Толстогубый, с большими ушами, которые торчали на его черепе, как ручки на рукомойнике, он поражал жестоким выражением своих маленьких бесцветных глаз; они заплыли у него жиром, блестели, как льдины, и, несмотря на его сытую, мясистую фигуру, всегда взгляд его имел такое выражение, как будто этот человек был смертельно голоден. Невысокий и коренастый, он носил синий казакин, широкие суконные шаровары и ярко вычищенные сапоги с мелким набором. Рыжие волосы его вились кудрями, и, когда он надевал на голову свой щегольской картуз, они, выбиваясь из-под картуза кверху, ложились на околыш картуза, — тогда казалось, что на голове у Васьки надет красный венок.

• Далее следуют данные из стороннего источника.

Issue #102, opened 2026-04-23
Generic @KsService rejects deep plain-Kotlin super chains


Monkopedia:
## Context

Follow-up from #57. While adding coverage for the "deep supertype chain" edge case in `@KsService` detection, the plugin rejects a generic `@KsService` whose `RpcService` ancestor is reached transitively through plain-Kotlin interfaces:

```kotlin
interface A : RpcService
interface B : A
interface C : B

@KsService
interface D<T> : C {
    @KsMethod("/echo")
    suspend fun echo(x: T): T
}
```

Compiles with:

```
e: ...D does not extend com.monkopedia.ksrpc.RpcService
```

## Root cause

`KsrpcIrGenerationExtension.validateClass` only looks at `irClass.superTypes` (direct supertypes) for `FQRPC_SERVICE`/`INTROSPECTABLE_RPC_SERVICE`. It does not walk transitive supertypes.

Shallow case (one level: `@KsService interface X<T> : RpcService`) is supported. Also supported: plain-Kotlin subtypes of a generic `@KsService` parent (see `GenericServiceSubtypeJvmTest`) — those work because the `@KsService` lives on the parent.

## Desired behaviour

Either:
- Walk transitive supertypes in `validateClass` for `RpcService`/`IntrospectableRpcService` detection, OR
- Improve the diagnostic to name the plain-Kotlin intermediate interface chain and explicitly suggest the supported workarounds.

## Tests

The diagnostic shape is currently pinned by `GenericServiceTest.generic ksservice reached through deep super chain is rejected` in `compiler/plugin/src/test/java`. If the plugin starts supporting transitive detection, that test should be inverted to expect `OK` plus add a round-trip test in `ksrpc-test`.

Issue #47, opened 2026-04-22
Audit compiler plugin test coverage and file gaps


Monkopedia:
Audit pass to decide whether and where the ksrpc compiler plugin needs more tests before 1.0.0 freeze.

## Motivation

The plugin generates code that every ksrpc consumer depends on. Current tests cover some ground but have known gaps. At 1.0 the plugin becomes a stable contract; we want confidence that it handles edge cases consistently.

## Current test coverage (approximate)

In \`compiler/plugin/src/test/\`:
- \`IrPluginTest\` — smoke test that basic generation doesn't crash
- \`InputTypesTest\` / \`OutputTypesTest\` — primitive and simple types round-trip
- \`KsNotificationValidationTest\` — compile-time rejection of non-Unit \`@KsNotification\`
- \`GenericServiceTest\` — generic \`@KsService\` shape + generation (added in PR #42)

## Likely gaps worth characterizing

- **Invalid shapes rejected with clear errors.** Exhaustive coverage of what the plugin rejects:
  - Method-level type params
  - Variant (\`out T\`, \`in T\`) service type params
  - Multiple-parameter \`@KsMethod\` functions (not allowed)
  - \`@KsNotification\` on non-Unit-return
  - \`@KsMethod\` outside of a \`@KsService\` interface
  - \`@KsService\` on a class (not interface)
- **Error message quality.** Overlaps with #27; one pass may cover both.
- **Generic service edge cases.**
  - Nested generics (\`KsService<Map<String, T>>\`)
  - Deep supertype chains
  - Subtypes of generic services (ties to #45)
  - Multiple type params with ordering constraints
  - Generic services with \`@KsNotification\` / \`@KsTimeout\` / other metadata
- **Cross-module compilation.**
  - Service interface in one module, implementation in another
  - Service interface in common source set, stubs generated in platform-specific
- **Plugin-runtime version skew.**
  - Plugin older than runtime (missing annotations)
  - Runtime older than plugin (missing classes like \`MethodMetadata\`, \`RpcObjectFactory\`)
  - The existing soft-fallback paths exercised intentionally
- **KType / KClass / enum / list argument types in metadata annotations.**
- **Multiple \`@KsMethodMetadata\`-marked annotations on a single method.**
- **Concurrent IR generation safety** (the \`ConcurrentModificationException\` issue the agent hit during #41 should have a regression test).

## Scope

[...]

Issue #58, opened 2026-04-22
Compiler plugin: regression test for concurrent IR generation safety (ConcurrentModificationException fixed during #41)


Monkopedia:
## Gap

During work on #41 (generic `@KsService` type parameters) a `ConcurrentModificationException` surfaced during IR generation — the fix was to pre-create child declarations (e.g. `genericExecutors`) ahead of iteration so that IR-body generation doesn't mutate the parent class's children while we're iterating them. The comment in `ServiceClass.genericExecutors` documents the invariant:

> Pre-created during [generateChildrenForClass] so that body-time IR (which runs during iteration over Obj's children) doesn't have to mutate the class.

No test exercises this invariant. A refactor that moves child creation back inline would re-introduce the CME on any generic service with multiple generic methods — the exact shape the plugin was crashing on originally.

## Why it matters

- CMEs in IR generation abort the whole compile with no user-friendly diagnostic.
- The invariant is a load-bearing ordering constraint inside the plugin that's easy to break accidentally in a future refactor.

## Suggested test shape

A plugin test with a generic service that has enough generic methods to trigger the concurrent-mutation path reliably:

```kotlin
@KsService
interface ManyMethods<T> : RpcService {
    @KsMethod(\"/a\") suspend fun a(x: T): T
    @KsMethod(\"/b\") suspend fun b(x: List<T>): List<T>
    @KsMethod(\"/c\") suspend fun c(x: Map<String, T>): T
    @KsMethod(\"/d\") suspend fun d(x: Set<T>): Set<T>
    @KsMethod(\"/e\") suspend fun e(x: T?): T?
}
```

Assert `result.exitCode == OK` and — critically — that `result.messages` does not contain `ConcurrentModificationException`. (The current infrastructure rethrows the CME through the compile result, so a regression would be visible.)

Scope: tiny. One test case.

Refs: audit #47, original CME from #41.

Monkopedia:
PR: https://github.com/Monkopedia/ksrpc/pull/97

Added an explicit regression test (`generic ksservice with many methods does not trigger ConcurrentModificationException`) in `compiler/plugin/src/test/java/GenericServiceTest.kt` using the multi-method shape suggested in the issue (T, List<T>, Map<String, T>, Set<T>, T?). The test asserts compilation succeeds and that `result.messages` does not mention `ConcurrentModificationException`, so a refactor that breaks the `generateChildrenForClass` pre-creation path would surface as a visible test failure.

Test-only change; no production code touched.

PR #103, opened 2026-04-23
Fix #57: test coverage for generic @KsService edge cases

### LINKED ISSUE #57: Compiler plugin: cover generic @KsService edge cases flagged by the #47 audit
## Gap

`GenericServiceTest` covers a lot of wrapper-type shapes (List/Set/Map/nested/nullable). The audit found a few edge cases that are not covered by either the plugin tests or `ksrpc-test/src/commonTest/kotlin/GenericServiceTest.kt`:

1. **Multiple type parameters with ordering**: e.g. `interface S<A, B>` with a method `foo(a: A): B`. The Stub/Obj has two serializer fields, one per type param, and their order must line up with the service's declaration order. A quick smoke test has now landed (see audit PR), but there's no test that actually exercises an `A`-then-`B`-order method round-trip through the runtime.
2. **Deep supertype chains**: `@KsService interface A<T> : RpcService; interface B<T> : A<T>; interface C : B<String>` — the `@KsService`-free plain-Kotlin subtype pattern. `KsServiceSubtypeValidationTest` covers the shallow version only; we should confirm the deep case still works (and that `rpcObject<C>()` finds the factory).
3. **Generic service + `@KsTimeout` / other non-`@KsNotification` metadata annotations**: the audit added a `@KsNotification` compile test. `@KsTimeout` has been the canonical \"does metadata still land on a generic method's RpcMethod\" question.
4. **Generic service with metadata annotation whose argument references `T`** (if we ever support it) — currently expected to fail; should be a diagnostic test, not a crash.
5. **Wrapper types in return position where the wrapper itself is nullable AND contains nullable T AND is nested**: `Map<String, List<T>?>?`. The nullable-wrapper test covers two levels; the three-level case was written to compile but not asserted at runtime.

## Why it matters

Generic services are the newest feature in the plugin and carry the most regression risk before 1.0. Each of the above is a plausible user shape.

## Suggested test shape

- Plugin-side compile tests for (2) and (3) and (4) — quick wins in `GenericServiceTest`.
- Runtime round-trip tests in `ksrpc-test/src/commonTest` for (1) and (5) — these need end-to-end serializer composition.

Scope: small-medium (roughly 5-8 focused cases across two files).

Refs: audit #47.

Monkopedia:
## Summary

Adds test coverage for the generic `@KsService` edge cases flagged by the #47 audit and tracked in #57. Tests only — no production changes.

### Integration tests (`ksrpc-test/src/commonTest/kotlin/GenericServiceEdgeCasesTest.kt`)

- `GenericKsPairRoundTripTest` — multi-type-parameter service `KsPair<K, V>` round-trips via PIPE/SERIALIZE/HTTP/WEBSOCKET with `K=String`/`V=Int` so swapped serializer slots would surface as decoding failure rather than silently succeeding.
- `GenericKsFlipMapRoundTripTest` — `Map<K, V>` to `Map<V, K>` exercising the generic wrapper serializer composer on both input and output.
- `TimedGenericMetadataTest` — `@KsTimeout` metadata captured on methods of a generic service; covers `timeoutMillis`, `seconds`, absence-returns-null, and fq-name + argument lookup.
- `NotifyGenericMetadataTest` + `NotifyGenericRoundTripTest` — `@KsNotification` metadata captured on generic methods, plus PIPE round-trip confirming the payload reaches the handler.
- `AuditedGenericMetadataTest` + `AuditedGenericRoundTripTest` — user `@KsMethodMetadata`-marked annotation with `String`/`Int` args on generic methods propagates; default-valued args honour the documented "not captured" behaviour.
- `DeepGenericSubtypeChainRoundTripTest` — plain-Kotlin subtype chain rooted at a generic `@KsService` (two intermediate interfaces) is usable via the parent's `RpcObject`.

### Plugin compile tests (`compiler/plugin/src/test/java/GenericServiceTest.kt`)

- `@KsTimeout` on a generic `T`-returning method compiles.
- User `@KsMethodMetadata`-marked annotation on a generic `T` method compiles.
- `Pair2<K, V>.swap(Map<K, V>): Map<V, K>` compiles — flipped-wrapper shape in the generic-service context.
- Shallow plain-Kotlin super chain on a generic `@KsService` compiles (companion test to the deep-chain case).
- Deep plain-Kotlin super chain (`@KsService interface D<T> : C`, `C : B : A : RpcService`) is rejected with a clear `does not extend RpcService` diagnostic — pins the current validation behaviour.

## Findings / follow-ups

- The deep-supertype-chain shape described in #57 point (2) is currently rejected by the plugin — `KsrpcIrGenerationExtension.validateClass` only walks direct supertypes for `RpcService`/`IntrospectableRpcService`. The added plugin test pins the diagnostic rather than the expected-to-pass case. Filed as #102.

Closes #57

## Test plan

- [x] `./gradlew :compiler:ksrpc-compiler-plugin:test`
- [x] `./gradlew :ksrpc-core:jvmTest :ksrpc-core:linuxX64Test`
- [x] `./gradlew :ksrpc-test:jvmTest :ksrpc-test:linuxX64Test`
- [x] `./gradlew apiCheck`
- [x] ktlint clean on touched files

### DIFF
--- a/compiler/plugin/src/test/java/GenericServiceTest.kt
+++ b/compiler/plugin/src/test/java/GenericServiceTest.kt
@@ -467,6 +467,203 @@ interface GenericHolder<T> : RpcService {
     }
 
     @Test
+    fun `generic ksservice with KsTimeout on T-returning method compiles`() {
+        // Sibling metadata annotation `@KsTimeout` must compose with the generic-service
+        // stub/obj generation path. A regression here would fail as either a
+        // companion/stub generation error or a "missing metadata" runtime lookup.
+        val annotations = SourceFile.kotlin(
+            "Annotations.kt",
+            """
+package com.monkopedia.ksrpc.annotation
+
+@Target(AnnotationTarget.ANNOTATION_CLASS)
+@Retention(AnnotationRetention.BINARY)
+annotation class KsMethodMetadata
+
+@KsMethodMetadata
+@Target(AnnotationTarget.FUNCTION)
+@Retention(AnnotationRetention.BINARY)
+annotation class KsTimeout(
+    val millis: Long = 0L,
+    val seconds: Long = 0L,
+    val minutes: Long = 0L
+)
+"""
+        )
+        val source = SourceFile.kotlin(
+            "main.kt",
+            """
+import com.monkopedia.ksrpc.annotation.KsMethod
+import com.monkopedia.ksrpc.annotation.KsService
+import com.monkopedia.ksrpc.annotation.KsTimeout
+import com.monkopedia.ksrpc.RpcService
+
+@KsService
+interface GenericWithTimeout<T> : RpcService {
+    @KsMethod("/get")
+    @KsTimeout(millis = 500)
+    suspend fun get(x: T): T
+}
+"""
+        )
+        val result = compile(listOf(annotations, source))
+        assertEquals(
+            KotlinCompilation.ExitCode.OK,
+            result.exitCode,
+            "messages: ${result.messages}"
+        )
+    }
+
+    @Test
+    fun `generic ksservice with user metadata annotation on T method compiles`() {
+        // User sibling metadata annotations (marked with `@KsMethodMetadata`) on a generic
+        // service must be captured via the same metadata pipeline as built-in ones.
+        // This covers shape (5) in issue #57.
+        val annotations = SourceFile.kotlin(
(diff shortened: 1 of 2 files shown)


Monkopedia:
Closing — superseded by a rebased version that resolves the conflict with #58's CME test (both branches landed tests in GenericServiceTest.kt at overlapping line ranges).

Issue #82, opened 2026-04-22
[3/3] Transport wire formats for @KsContext (HTTP headers, JSON-RPC conventions, packet TLV)


Monkopedia:
Part 3 of #28. Depends on parts 1-2 and on #70 (packet TLV forward-compat).

## Scope

- **HTTP (ktor):** binding's \`wireKey\` → HTTP header name directly. Client stub sets via request header; server reads from request header. On response, no context by default (bidirectional is a separate issue).
- **Packets (sockets/ws/stdin-out):** context map lives in the TLV metadata section introduced by #70. Each binding's \`wireKey\` becomes a TLV entry.
- **JSON-RPC:** \`JsonRpcContextConvention\` sealed interface (same pattern as \`JsonRpcCancellationConvention\`). Variants:
  - \`None\` — default, no context on the wire.
  - \`TransportNative\` — delegate to HTTP headers (only valid when JSON-RPC is HTTP-transported; error at setup otherwise).
  - \`RootSiblings\` — context keys flat-merged as root siblings of method/params/id. Plugin validates no collision with reserved JSON-RPC fields.
  - \`RootField(envelopeKey)\` — context map nested under a root field like \`ctx\`.
  - \`InParams(paramsKey)\` — context nested under params.
- **JNI:** deferred.

## Tests

- HTTP round-trip via header propagation.
- JSON-RPC: each convention variant exercised at least once.
- Packet: TLV propagation via PIPE.
- Collision test for \`RootSiblings\` — validate that a binding with wire key \`method\` is rejected at compile time.

Refs #28, depends on #70.

PR #109, opened 2026-04-23
Fix #70: default Packet serializer to ignoreUnknownKeys for schema evolution

### LINKED ISSUE #70: Extensible packet format: TLV metadata section for forward-compat before 1.0.0 freeze

Monkopedia:
## Summary

Supersedes PR #98 which over-scoped to a full TLV metadata section. The original #70 ask was just "forward-compat on the packet wire — new fields shouldn't break old peers." This is achieved with a one-line serializer config change.

- Default `StringSerializer`'s Json now uses `Json { ignoreUnknownKeys = true }`.
- `ksrpcEnvironment { }` (no explicit stringFormat) picks up this default.
- Users who supply their own `StringFormat` retain full control — if they pass a strict Json, strict rejection continues to work.
- No changes to `Packet` itself — adding new optional fields in future releases becomes a non-breaking change.

The generalized bag-of-keys mechanism from the original PR belongs with #28 (context propagation) where it's actually consumed; filing that on #28's packet sub-issue (#82).

## Test plan

`PacketSchemaEvolutionTest` — 3 cases:
- Default env decodes a packet with an unknown "future-field" key without failing.
- Default env round-trips a standard Packet cleanly (no regression).
- User-supplied strict Json (`ignoreUnknownKeys = false`) still rejects unknown fields — user's explicit choice is respected.

Closes #70

### DIFF
--- a/ksrpc-ktor/websocket/shared/src/commonMain/kotlin/WebsocketPacketChannel.kt
+++ b/ksrpc-ktor/websocket/shared/src/commonMain/kotlin/WebsocketPacketChannel.kt
@@ -13,10 +13,13 @@
  * See the License for the specific language governing permissions and
  * limitations under the License.
  */
+@file:OptIn(KsrpcInternal::class)
+
 package com.monkopedia.ksrpc.ktor.websocket.internal
 
 import com.monkopedia.ksrpc.KsrpcEnvironment
 import com.monkopedia.ksrpc.annotation.KsrpcInternal
+import com.monkopedia.ksrpc.packets.internal.PACKET_JSON
 import com.monkopedia.ksrpc.packets.internal.Packet
 import com.monkopedia.ksrpc.packets.internal.PacketChannelBase
 import io.ktor.serialization.kotlinx.KotlinxWebsocketSerializationConverter
@@ -26,7 +29,6 @@ import io.ktor.utils.io.charsets.Charsets
 import io.ktor.websocket.DefaultWebSocketSession
 import io.ktor.websocket.close
 import kotlinx.coroutines.CoroutineScope
-import kotlinx.serialization.json.Json
 
 @KsrpcInternal
 @OptIn(InternalAPI::class)
@@ -35,7 +37,7 @@ class WebsocketPacketChannel(
     private val socketSession: DefaultWebSocketSession,
     env: KsrpcEnvironment<String>
 ) : PacketChannelBase<String>(scope, env) {
-    private val converter = KotlinxWebsocketSerializationConverter(Json)
+    private val converter = KotlinxWebsocketSerializationConverter(PACKET_JSON)
 
     init {
         startReceiveLoop()
--- a/ksrpc-packets/api/ksrpc-packets.api
+++ b/ksrpc-packets/api/ksrpc-packets.api
@@ -81,3 +81,7 @@ public abstract class com/monkopedia/ksrpc/packets/internal/PacketChannelBase : 
 	public fun wrapChannel (Lcom/monkopedia/ksrpc/channels/ChannelId;Lkotlin/coroutines/Continuation;)Ljava/lang/Object;
 }
 
+public final class com/monkopedia/ksrpc/packets/internal/PacketJsonKt {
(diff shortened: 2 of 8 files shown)


Monkopedia:
Reworked this per the feedback that packet-envelope forward-compatibility is a transport concern, not a user-visible environment config.

**What changed vs. the previous commit on this branch:**

- Reverted the `KsrpcEnvironment` / `ksrpcEnvironment(stringFormat)` change. The user-facing default `StringFormat` is back to the stock `Json` companion — strict, as it was.
- Added `@KsrpcInternal val PACKET_JSON` in `ksrpc-packets` (configured with `ignoreUnknownKeys = true`).
- Updated every `PacketChannelBase` subclass's `sendLocked` / `receiveLocked` — `ReadWritePacketChannel`, `WebsocketPacketChannel`, both `ServiceWorkerConnections` actuals — to encode/decode the `Packet<String>` envelope with `PACKET_JSON` directly, bypassing `env.serialization`.
- Rewrote the regression test to pin `PACKET_JSON`'s behavior directly, plus a case that confirms a user-supplied strict `Json` still rejects unknown fields on **user** payload types — i.e. the envelope's leniency does not bleed into domain data.

Net effect: packet-envelope gains forward compat for free in every transport; user's strict serialization of their own types is unchanged.

BCV delta: `ksrpc-packets` gains one symbol, `PACKET_JSON` (opt-in gated by `@KsrpcInternal`). No other public surface moves.

Issue #116, opened 2026-04-25
Service worker test transport: fixed worker entry point doesn't fit per-subclass service shape


Monkopedia:
Filed as a blocker on #30 (`SERVICE_WORKER` test type for `RpcFunctionalityTest`).

## Impedance mismatch

`RpcFunctionalityTest` is parameterized by:

```kotlin
serializedChannel: suspend CoroutineScope.() -> SerializedService<String>
verifyOnChannel: suspend CoroutineScope.(SerializedService<String>) -> Unit
```

Each subclass (`RpcServiceTest`, `RpcSubserviceTest`, `BinaryTest`, `JsonRpcTest`, ...) supplies its own service shape (`TestInterface`, `TestRootInterface`, etc.) and a verifier that knows how to call methods on that shape via `toStub<T, String>()`.

For `SERIALIZE`/`PIPE`/`HTTP`/`WEBSOCKET`, the harness invokes `serializedChannel()` *inside the test process*, registers the resulting `SerializedService<String>` on the server side, and the client side walks the wire (or in-process pipe) and calls into it.

For `SERVICE_WORKER`, the server side runs in a separate JS execution context loaded from `ksrpc-service-worker-test/jsMain/Main.kt`:

```kotlin
fun main() {
    val env = ksrpcEnvironment { }
    onServiceWorkerConnection(env) { connection ->
        connection.registerDefault(WebWorkerTestServiceImpl(\"js\"))
    }
}
```

That entry point is fixed at compile time — it always registers `WebWorkerTestServiceImpl` (a `WebWorkerTestService`). There is no mechanism to ship a per-subclass closure (e.g. `RpcServiceTest`'s `TestInterface` impl) into the worker context, because workers load a separate bundle and don't share heap with the test page.

Net: the `serializedChannel` callback the harness was designed around cannot be honored on the worker side. Every `RpcFunctionalityTest` subclass would still call its own `verifyOnChannel` against the channel — but on the wire it would be talking to a `WebWorkerTestService`, not the service `verifyOnChannel` expects. Calls to e.g. `rpc(\"Hello\" to \"world\")` on `TestInterface` would resolve to a method that doesn't exist on `WebWorkerTestService`.

## Options

[...]

PR #124, opened 2026-05-01
Fix #30: add SERVICE_WORKER test type to RpcFunctionalityTest

### LINKED ISSUE #30: Add SERVICE_WORKER test type to RpcFunctionalityTest
\`RpcFunctionalityTest\` — the multi-transport test harness in \`ksrpc-test\` — only covers four transports today: \`SERIALIZE\`, \`PIPE\`, \`HTTP\`, \`WEBSOCKET\`. Service workers are missing despite all the supporting infrastructure being in place.

## What's already wired up

\`ksrpc-test/build.gradle.kts\`:
- \`jsTest\` and \`wasmJsTest\` depend on \`:ksrpc-service-worker-test\`
- Worker bundle is copied into test resources via \`copyWebWorkerJs\` / \`copyWebWorkerWasm\`
- Karma config loads the worker bundle and uses ChromeHeadless
- \`jsBrowserTest\` and \`wasmJsBrowserTest\` depend on the worker module's \`BrowserDistribution\` task

\`ksrpc-service-worker-test\` ships a \`WebWorkerTestService\` fixture and a JS worker entry point (\`jsMain/Main.kt\`).

## What's missing

1. Add \`SERVICE_WORKER\` to \`RpcFunctionalityTest.TestType\`.
2. Add a \`testServiceWorkerPassthrough\` test method that instantiates a worker, registers the service on it, and invokes \`verifyOnChannel\` against a client-side \`SerializedService\` talking to that worker.
3. Extend the JS and wasmJs actuals of \`platformSupportedTestTypes()\` to include \`SERVICE_WORKER\` (\`ksrpc-test/src/jsTest/kotlin/TestUtilsJs.kt\` and the wasmJs equivalent).
4. Provide a helper (common-test \`expect\`, jsTest/wasmJsTest \`actual\`) that constructs the worker-side \`SerializedService\` round-trip, following the pattern the existing \`SERIALIZE\`/\`PIPE\` methods use.

## Scope / why 1.0.0

This is a pre-existing coverage gap. Every \`RpcFunctionalityTest\`-based test (leak #8, cancellation #10, unhandled-method #15, current-call #16, etc.) silently misses the service-worker transport. Once this lands, all those tests gain free coverage on that transport.

It also directly feeds into #5 (the decision of whether to promote service workers from experimental or keep them gated at 1.0.0) — that decision is hard to make confidently without functional coverage.

## Non-goals for this issue

- Not redesigning the worker transport.
- Not adding new functionality tests; just extending the harness.
- Not expanding to JSON-RPC or JNI — those are separate (and probably smaller) gaps that can be filed separately.

Monkopedia:
## Summary
- Adds `SERVICE_WORKER` to `RpcFunctionalityTest.TestType` enum and a `testServiceWorkerPassthrough` test method, extending the multi-transport harness with service worker coverage
- Implements option 2 from #116: the worker entry point accepts a service name via `ksrpc-connect:<name>` handshake protocol and registers from a pre-baked service catalog
- Opts in `RpcServiceTest`, `RpcServiceTwoCallsTest`, `RpcSubserviceTest`, and `RpcSubserviceTwoCallsTest` via `workerServiceName = "WebWorkerTestService"` (wire-compatible with `TestInterface`/`TestRootInterface`)
- Subclasses without `workerServiceName` are automatically excluded from SERVICE_WORKER

## Key design decisions
- **Backward compatible protocol**: plain `"ksrpc-connect"` still works; service name is an optional extension
- **Automatic opt-out**: if `workerServiceName` is null (default), SERVICE_WORKER is stripped from supported types -- no need for subclasses to explicitly exclude it
- **Wire compatibility**: `WebWorkerTestServiceImpl` serves endpoints `/rpc` and `/service` with the same signatures as `TestInterface` and `TestRootInterface`, so existing `verifyOnChannel` lambdas work unchanged

## Test plan
- [x] All platforms compile: JS, wasmJs, JVM, native (linuxX64)
- [x] JVM tests pass (SERVICE_WORKER excluded from JVM/native)
- [x] API dump check passes (`apiCheck`)
- [ ] JS browser tests with ChromeHeadless (requires Chrome -- not available in CI-less env)
- [ ] wasmJs browser tests with ChromeHeadless

Closes #30, addresses #116.

### DIFF
--- a/ksrpc-service-worker-test/src/jsMain/kotlin/com/monkopedia/ksrpc/webworker/test/Main.kt
+++ b/ksrpc-service-worker-test/src/jsMain/kotlin/com/monkopedia/ksrpc/webworker/test/Main.kt
@@ -34,9 +34,26 @@ private val serviceCatalog: Map<String, suspend (Connection<String>) -> Unit> = 
     }
 )
 
+/**
+ * Extracts the `service` query parameter from the worker script URL.
+ * For example, if the worker was registered at `/worker.js?service=Foo`,
+ * `self.location.search` will be `"?service=Foo"` and this returns `"Foo"`.
+ */
+private fun parseServiceName(): String? {
+    val search: String = js("self.location.search") as String
+    if (search.isEmpty()) return null
+    // Parse simple query string: ?service=Name or ?service=Name&other=...
+    return search.removePrefix("?")
+        .split("&")
+        .map { it.split("=", limit = 2) }
+        .firstOrNull { it[0] == "service" }
+        ?.getOrNull(1)
+}
+
 fun main() {
     val env = ksrpcEnvironment { }
-    onServiceWorkerConnection(env) { connection, serviceName ->
+    val serviceName = parseServiceName()
+    onServiceWorkerConnection(env) { connection ->
         val registrar = if (serviceName != null) {
             serviceCatalog[serviceName]
                 ?: error("Unknown service in catalog: $serviceName")
--- a/ksrpc-service-worker-test/src/jsMain/kotlin/com/monkopedia/ksrpc/webworker/test/Main.kt
+++ b/ksrpc-service-worker-test/src/jsMain/kotlin/com/monkopedia/ksrpc/webworker/test/Main.kt
@@ -18,13 +18,32 @@
 package com.monkopedia.ksrpc.webworker.test
 
 import com.monkopedia.ksrpc.annotation.ExperimentalKsrpc
+import com.monkopedia.ksrpc.channels.Connection
 import com.monkopedia.ksrpc.channels.registerDefault
 import com.monkopedia.ksrpc.ksrpcEnvironment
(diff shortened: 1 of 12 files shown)


Monkopedia:
The service name parameter should not leak into the public API of ksrpc-service-worker. `onServiceWorkerConnection`'s callback signature changed from `(Connection<String>) -> Unit` to `(Connection<String>, String?) -> Unit` which is a breaking change for existing consumers.

The service catalog / name routing should be internal to the test worker entry point. Options:
- Pass the service name as a URL query parameter (e.g. `/worker.js?service=TestInterface`) and parse it in the test's Main.kt
- Use a first-message protocol internal to the test harness (send service name as the first message before ksrpc-connect)
- Keep the public API unchanged and have the test worker entry point handle the multiplexing internally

Красным его звали товарищи, а девицы прозвали его Палачом, потому что он любил истязать их.
В городе было несколько высших учебных заведений, много молодёжи, поэтому дома терпимости составляли в нём целый квартал: длинную улицу и несколько переулков. Васька был известен во всех домах этого квартала, его имя наводило страх на девиц, и, когда они почему-нибудь ссорились и вздорили с хозяйкой, — хозяйка грозила им:
— Смотрите вы!.. Не выводите меня из терпения, — а то как позову я Ваську Красного!..
Иногда достаточно было одной этой угрозы, чтоб девицы усмирились и отказались от своих требований, порой вполне законных и справедливых, как, например, требование улучшения пищи или права уходить из дома на прогулку. А если одной угрозы оказывалось недостаточно для усмирения девиц, — хозяйка звала Ваську.
Он приходил медленной походкой человека, которому некуда было торопиться, запирался с хозяйкой в её комнате, и там хозяйка указывала ему подлежащих наказанию девиц.